In particular, Trump’s demands followed China- and Russia-backed Shanghai Cooperation Agency (SCO). President Vladimir Putin and Indian Prime Minister Narendra Modi attended the summit.
While targeting China through the EU, the US has also resumed trade talks with India. President Trump announced his progress towards the deal, saying:
“We are pleased to announce that India and the United States are continuing negotiations to address trade barriers between our two countries.[…[IfeelcertainthattherewilbenodifficultyincomingtoasuccessfulconclusionforbothofourGreatCountries!”[…[IfeelcertainthattherewillbenodifficultyincomingtoasuccessfulconclusionforbothofourGreatCountries!”
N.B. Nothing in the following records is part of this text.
PR #2595, opened 2017-12-04
Adding minClientVersion to both nuspecs.

### LINKED ISSUE #2564: Add minClientVersion to .nuspec files
We recently discovered (https://github.com/nunit/nunit/issues/2369) that our NuGet packages require a NuGet client version of at least 2.12. We should add the `minClientVersion` element to our nuspecs, so users get a better experience for this.

Whoever looks into this should check that 2.12 is actually the correct version, and we're not using any features only added in later versions of the NuGet client.

phillipsj:
This fixes #2564 by adding the tag to the nuspec files for both nunit and nunitlite.

### DIFF
--- a/nuget/framework/nunit.nuspec
+++ b/nuget/framework/nunit.nuspec
@@ -1,6 +1,6 @@
 <?xml version="1.0"?>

Trump could put pressure on India to stop buying Russia’s oil and retreat from China. Will the US President seek to balance in his favor ahead of new trade talks with China?
China’s economy is tense
US tariffs are beginning to affect China’s economy. Exports to the US fell 33% year-on-year in August, with a total export increase to 4.4% compared to 7.2% in July. The unemployment rate rose from 5% to 5.2%, and the youth unemployment rate skyrocketed to 17.8% in August, up from 14.5% in July. The sharp rise in unemployment among young people highlighted challenges in the structural labor market. The rising unemployment rate also weighed on retail sales, raising questions about Beijing’s 5% GDP growth target.
Beijing has pledged a fresh stimulus package in response to slowing economic momentum. On Wednesday, September 10, China’s National People’s Parliament Standing Committee held a plenary session, pledging to use fiscal policy to support stable employment and trade.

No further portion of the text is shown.